» Material for this task

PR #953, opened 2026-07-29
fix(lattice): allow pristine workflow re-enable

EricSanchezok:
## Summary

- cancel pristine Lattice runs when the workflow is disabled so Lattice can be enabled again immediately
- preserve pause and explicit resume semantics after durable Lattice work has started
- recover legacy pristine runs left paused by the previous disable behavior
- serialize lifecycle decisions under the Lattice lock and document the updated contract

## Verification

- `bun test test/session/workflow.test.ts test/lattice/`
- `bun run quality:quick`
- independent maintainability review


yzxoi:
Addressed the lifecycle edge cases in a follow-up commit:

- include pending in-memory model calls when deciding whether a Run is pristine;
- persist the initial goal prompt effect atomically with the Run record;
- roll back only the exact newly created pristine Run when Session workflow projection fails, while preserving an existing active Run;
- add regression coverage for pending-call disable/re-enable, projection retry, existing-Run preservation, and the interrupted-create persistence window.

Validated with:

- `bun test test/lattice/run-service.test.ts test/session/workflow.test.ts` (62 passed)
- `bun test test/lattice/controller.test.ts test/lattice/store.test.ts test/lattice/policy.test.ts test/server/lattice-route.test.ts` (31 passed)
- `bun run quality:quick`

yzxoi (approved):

» Try it
Top to bottom, set down the whole listing exactly.

» Result
PR #953, opened 2026-07-29
fix(lattice): allow pristine workflow re-enable

EricSanchezok:
## Summary

- cancel pristine Lattice runs when the workflow is disabled so Lattice can be enabled again immediately
- preserve pause and explicit resume semantics after durable Lattice work has started
- recover legacy pristine runs left paused by the previous disable behavior
- serialize lifecycle decisions under the Lattice lock and document the updated contract

## Verification

- `bun test test/session/workflow.test.ts test/lattice/`
- `bun run quality:quick`
- independent maintainability review


yzxoi:
Addressed the lifecycle edge cases in a follow-up commit:

- include pending in-memory model calls when deciding whether a Run is pristine;
- persist the initial goal prompt effect atomically with the Run record;
- roll back only the exact newly created pristine Run when Session workflow projection fails, while preserving an existing active Run;
- add regression coverage for pending-call disable/re-enable, projection retry, existing-Run preservation, and the interrupted-create persistence window.

Validated with:

- `bun test test/lattice/run-service.test.ts test/session/workflow.test.ts` (62 passed)
- `bun test test/lattice/controller.test.ts test/lattice/store.test.ts test/lattice/policy.test.ts test/server/lattice-route.test.ts` (31 passed)
- `bun run quality:quick`

yzxoi (approved):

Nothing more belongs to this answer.